The plan of this article is as follow. First we will explain why efficient matrix multiplication is of paramount importance for the whole of the field of computational linear algebra. Then we will explain the salient point of those “modern” architectures BLAS are optimised for.
Solving systems of linear equations, computing the eigenvalues and the eigenvectors of a matrix, or solving a linear least-squares problem, to name only a few applications of linear algebra, are very common tasks in a wide range of fields. Huge matrices are not unusual (e.g. least-squares with about 100000 parameters and millions of observations) and therefore extremely fast algorithms are compulsory for many applications. It was discovered in the 80’s that the computer architectures emerging at the time, were most efficient at performing matrix multiplications. As a result, all classic linear algebra algorithms have been rewritten throughout the 90’s so as to perform nearly all floating point operations as part of matrix multiplications, and more generally of the so-called level 3 operations, which are defined as those such that the number of floating-point operations (flops) scales as a third-order polynomials of the matrix dimensions whereas the number of matrix elements that are touched scales as a second-order polynomials of those dimensions. As a result, the speed of modern algorithms such as those provided by LAPACK3 almost entirely hinges on the speed of those level 3 operations. They include solving triangular system of equations with multiple right-hand sides and rank-k updates (e.g. the symmetric one which reads \(C \rightarrow C + \alpha A A^T\)), besides matrix multiplication.
The reason for the efficiency of level 3 operations is rooted in the memory hierarchy of modern architectures, which we are therefore going to discuss next.
Modern architectures are characterised by a strong memory hierarchy, whose key layers are sketched on the following diagram.
There is a huge speed difference between the different memory layers. For example, on “recent” x86 processors, it takes 1 cycle to add two floating point values stored in registers, about 4 cycles to load a value from L1 cache into registers, about 10 cycles to do so from L2 cache, from 40 to a few hundred cycles to load a value from L3 cache, and finally about 60 ns to get a value all the way from DRAM. Thus we should design our algorithms so that once a chunk of data has been moved upward through this memory hierarchy, as many floating point operations are performed on it that do not require further data motion.
Level 3 operations are an ideal case in that respect.
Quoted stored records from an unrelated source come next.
PR #177, opened 2017-06-26
build hhvm on trusty box

fbourigault:
Same as https://github.com/php-http/message/pull/77.


Nyholm:
You need to remove hhvm on line 14

fbourigault:
Build is now green! I just fixed one test which was probably working for php because of a mocking side-effect.

Issue #109, opened 2016-08-02
Show plugins created without the Symfony config


Nyholm:
| Q | A |
| --- | --- |
| Bug? | no |
| New Feature? | question |
| Version |  |

I just tested the bundle together with the knp github client. It is creating a PluginClient and adds a lot of extra plugins. I was (foolishly) expecting to see all plugin steps in the WebProfiler. 

Is it some way we could make this happen?... Or is it anyway one could configure the knp GitHub client differently?

sagikazarmark:
What does "adds lot of extra plugins" mean?

Nyholm:
https://github.com/KnpLabs/php-github-api/blob/master/lib/Github/Client.php#L153-L160

They build up their own stack of plugins and creates a client.

sagikazarmark:
I don't think it's a good idea. The API client should not know about HTTP client internals, it just relies on the interface. You should create a separate factory which can be used for configuring a PluginClient. In that case you can manually create a PluginClient in Symfony and inject it into the client.

dbu:
if there was a bundle for the knp github client, it could also integrate with the HttplugBundle for better configurability. and i agree with mark that this part could be put into a separate factory so that one can inject a tailored client instead of having the github client set up the plugins.

Nyholm:
Yes, I agree with you. It should be a factory for building the HTTP client in the GitHub api client. 

> if there was a bundle for the knp github client, it could also integrate with the HttplugBundle for better configurability. 

If we (in some magic way) could automatically show something like [this](http://docs.php-http.org/en/latest/_images/request-stack.png), but with "GitHub client" instead of "my_guzzle". That would be awesome. 

What if I create a `PluginFactoryInterface` in `client-common` and also a `PluginFactory` implementation. And then I create another PluginFactory here in this bundle with debug features. A GitHubBundle then could make sure GitHubClient is using the PluginFactory form the bundle and we would have lots of debug info in our toolbar.

Nyholm:
My idea worked.. Not sure if it is beautiful... 

![symfony profiler](https://cloud.githubusercontent.com/assets/1275206/17459284/d2430ca4-5c31-11e6-9fff-e5e026c9382c.png)

dbu:
i think it would make sense that this bundle offers such a functionality to other bundles that integrate libraries into symfony. it feels better than trying to somehow magically capture clients or plugins.

[...]

PR #180, opened 2017-07-06
guess client names from collected stacks

fbourigault:
| Q               | A
| --------------- | ---
| Bug fix?        | no
| New feature?    | no
| BC breaks?      | no
| Deprecations?   | no
| Documentation   | N/A
| License         | MIT

This is a subset of #109 which aims to display clients names in the profiler from what is collected. The only "negative" change here is we no longer display empty tabs for clients which doesn't sent any request.

## ToDo
* [x] Add basic Collector unit test.


Nyholm:
Thank you for this PR.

Let us take the example of the matrix product \(C = A B\) where all matrices are of dimension \(n \times n\), where \(n\) is small enough that \(A\), \(B\) and \(C\) fit in the processor caches. By definition, for any \(i=1,\cdots,n\) and any $j=1,\cdots,n$$
\[C_{ij} = \sum_{p=1}^n A_{ip} B_{pj}.\]This requires to move \(O(n^2)\) matrix elements from RAM to the caches and it will then take \(O(n^3)\) flops. Thus the cost of moving each matrix element is amortised over \(O(n)\) flops. This property of matrix multiplication, and by extension all the other level 3 operations that share this \(O(n^3)\) vs \(O(n^2)\) property, is the key to their performance. Clearly, we should choose as big a value of n as possible to maximise the number of flops per memory operation, but under the constrain that all matrices fit in the caches.
But then, how does this apply to general matrices that are too big to fit in the caches? The trick is to slice them into blocks that do fit in those caches and to multiply those blocks. This is the subject of the next section.
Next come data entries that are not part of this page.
PR #181, opened 2017-07-06
display children requests as nested in the profiler

### LINKED ISSUE #109: Show plugins created without the Symfony config

fbourigault:
| Q               | A
| --------------- | ---
| Bug fix?        | no
| New feature?    | yes
| BC breaks?      | no
| Deprecations?   | no
| Documentation   | update screenshots?
| License         | MIT

While working on #109, I just discovered the refactoring I was doing allows to easily display children requests as nested in the profiler. To keep things small, I decided to do a separate PR which add a nice feature in the profiler and helps to fix #109.

This introduce the concept of active stack. When coming into the StackPlugin, the created stack is made active. Then the request go through every plugins to reach the ProfileClient. The ProfileClient deactivate the stack. Then other code execute, maybe an other request. Then when ProfileClient callbacks are executed, the stack is set as active until we reach StackPlugin callbacks where the stack is marked as inactive.

I also removed the null $stack checks as #133 is definitively solved (since #154).

### DIFF
--- a/Collector/Collector.php
+++ b/Collector/Collector.php
@@ -20,6 +20,11 @@ use Symfony\Component\HttpKernel\DataCollector\DataCollector;
  */
 class Collector extends DataCollector
 {
+    /**
+     * @var Stack|null
+     */
+    private $activeStack;
+
     public function __construct()
     {
         $this->data['stacks'] = [];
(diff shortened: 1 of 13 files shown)


Collector/Collector.php
```diff
@@ -20,6 +20,11 @@
  */
 class Collector extends DataCollector
 {
+    /**
+     * @var Stack
```
Nyholm: Stack|null

Collector/Collector.php
```diff
@@ -42,6 +47,38 @@ public function getName()
...
+
+        $this->activeStack = $stack;
+    }
+
+    /**
+     * Mark the stack as inactive.
+     *
+     * @param Stack $stack
+     */
+    public function desactivateStack(Stack $stack)
```
Nyholm: Typo. `deactivateStack `

Resources/public/style/httplug.css
```diff
@@ -75,6 +75,13 @@
 }
 
 /**
+ * Stack
+ */
+.httplug-stack>.httplug-stack {
+    margin-left: 35px;
```
Nyholm: `4rem` instead.

fbourigault: Is `4rem` a value you want as 35px is not enough? I changed it to `2.5em` which is `35px` on a 96dpi screen.

fbourigault:
@Nyholm all yours comments have been fixed.
I also set minimum `phpunit/php-token-stream` version to `1.1.8` as we use the `finally` keyword.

The key will be to dice and slice matrices in the right manner and we will start with a picturesque description of this decomposition. We are going to follow as closely as possible the prescriptions presented in Goto4 that are at the core of GotoBLAS2, one of the fastest implementation of BLAS (this project is now continued under the name of OpenBLAS2).
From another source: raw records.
PR #183, opened 2017-07-07
Use xml to configure discovered clients

fbourigault:
| Q               | A
| --------------- | ---
| Bug fix?        | no
| New feature?    | no
| BC breaks?      | no
| Deprecations?   | no
| Documentation   | n/a
| License         | MIT

This move discovered clients configuration from `HttplugExtension` to `services.xml` and `data-collector.xml`.

### To Do
* [x] Add tests when discovered client is set to a configured service.

### DIFF
--- a/DependencyInjection/HttplugExtension.php
+++ b/DependencyInjection/HttplugExtension.php
@@ -6,11 +6,8 @@ use Http\Client\Common\BatchClient;
 use Http\Client\Common\FlexibleHttpClient;
 use Http\Client\Common\HttpMethodsClient;
 use Http\Client\Common\Plugin\AuthenticationPlugin;
-use Http\Discovery\HttpAsyncClientDiscovery;
-use Http\Discovery\HttpClientDiscovery;
 use Http\HttplugBundle\ClientFactory\DummyClient;
 use Http\HttplugBundle\ClientFactory\PluginClientFactory;
-use Http\HttplugBundle\Collector\ProfileClientFactory;
 use Http\HttplugBundle\Collector\ProfilePlugin;
 use Http\Message\Authentication\BasicAuth;
 use Http\Message\Authentication\Bearer;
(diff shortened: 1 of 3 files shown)


DependencyInjection/HttplugExtension.php
```diff
@@ -359,94 +356,26 @@ private function createUri(ContainerBuilder $container, $serviceId, $uri)
...
-                        $config
-                    ),
-                    $this->isConfigEnabled($container, $config['profiling'])
-                );
-            }
-
-            $httpClient = new Reference($httpClient);
+        if (!empty($httpClient) && $httpClient !== 'auto') {
+            $container->setAlias('httplug.auto_discovery.auto_discovered_client', $httpClient);
+        } elseif (null === $httpClient) {
```
Nyholm: Why "elseif"?

DependencyInjection/HttplugExtension.php
```diff
@@ -359,94 +356,26 @@ private function createUri(ContainerBuilder $container, $serviceId, $uri)
...
-                        $config
-                    ),
-                    $this->isConfigEnabled($container, $config['profiling'])
-                );
-            }
-
-            $asyncHttpClient = new Reference($asyncHttpClient);
+        if (!empty($asyncHttpClient) && $asyncHttpClient !== 'auto') {
+            $container->setAlias('httplug.auto_discovery.auto_discovered_async', $asyncHttpClient);
+        } elseif (null === $asyncHttpClient) {
```
Nyholm: Same here..

DependencyInjection/HttplugExtension.php
```diff
@@ -359,94 +356,26 @@ private function createUri(ContainerBuilder $container, $serviceId, $uri)
...
+            $container->removeDefinition('httplug.auto_discovery.auto_discovered_async');
+            $container->removeDefinition('httplug.collector.auto_discovered_async');
         }
 
         if (null === $httpClient && null === $asyncHttpClient) {
```
Nyholm: Is this check still valid?

DependencyInjection/HttplugExtension.php
fbourigault: Because possible values are `null`, `auto` or any configured client name. So the first case handle the "any configured client name" and the elseif the null case which means remove the definition from the container.

DependencyInjection/HttplugExtension.php
fbourigault: Yes, If we have no discovered client (sync and async), we remove the useless listener.

fbourigault:
@dbu I will make conditional loading of some xml files. Far better than loading services and to remove them in the extension.I still have to fix a broken test I added in #184 and then I will improve configuration loading.

DependencyInjection/HttplugExtension.php
```diff
@@ -359,94 +356,34 @@ private function createUri(ContainerBuilder $container, $serviceId, $uri)
...
-                        HttpClientDiscovery::class,
-                        'auto_discovered_client',
-                        $config
-                    ),
-                    $this->isConfigEnabled($container, $config['profiling'])
-                );
-            }
-
-            $httpClient = new Reference($httpClient);
+        if (!empty($httpClient) && $httpClient !== 'auto') {
```
Nyholm:
```php
if ($httpClient !== 'auto') {
   //...
  if (!empty($httpClient) {
     //...
  }
}
```

fbourigault:
I've update the code to make #184 tests fine.

About conditional xml loading, I don't think it worth it. I would need to load 5 different files (`sync`, `async`, `sync_with_profiling`, `async_with_profiling` and `httplug.discovery`).

I think it would be easier later as the profiling stuff will be handled differently (in the PluginClientFactory injected factory callback).

DependencyInjection/HttplugExtension.php
fbourigault: I don't used to write nested conditions (object calisthenics :heart:) but I will make an exception.

fbourigault:
Thank you for reviews!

Given a matrix \(A\) of dimension \(m \times k\), a matrix \(B\) of dimension \(k \times n\) and a matrix \(C\) of dimension \(m \times n\), we are interested in the operation \(C = C + A B\). A fast implementation is obtained by a three-layered decomposition into blocks and panels.
The first layer is a decomposition of \(A\) into vertical panels and of \(B\) into horizontal ones:
The rightmost block of \(A\) (resp. the bottommost block of \(B\)) may have less than \(k_c\) columns (resp. rows). Each product \(A_p B_p\) is called a general panel-panel product (GEPP) by Goto et al. For matrices with large \(m\) or large \(n\), either of these panels may not fit in the L1/L2 caches. As a result, one relies on a second layer of decompositions: each \(A_p\) is cut into blocks. The resulting decomposition of GEPP can then be represented as follow.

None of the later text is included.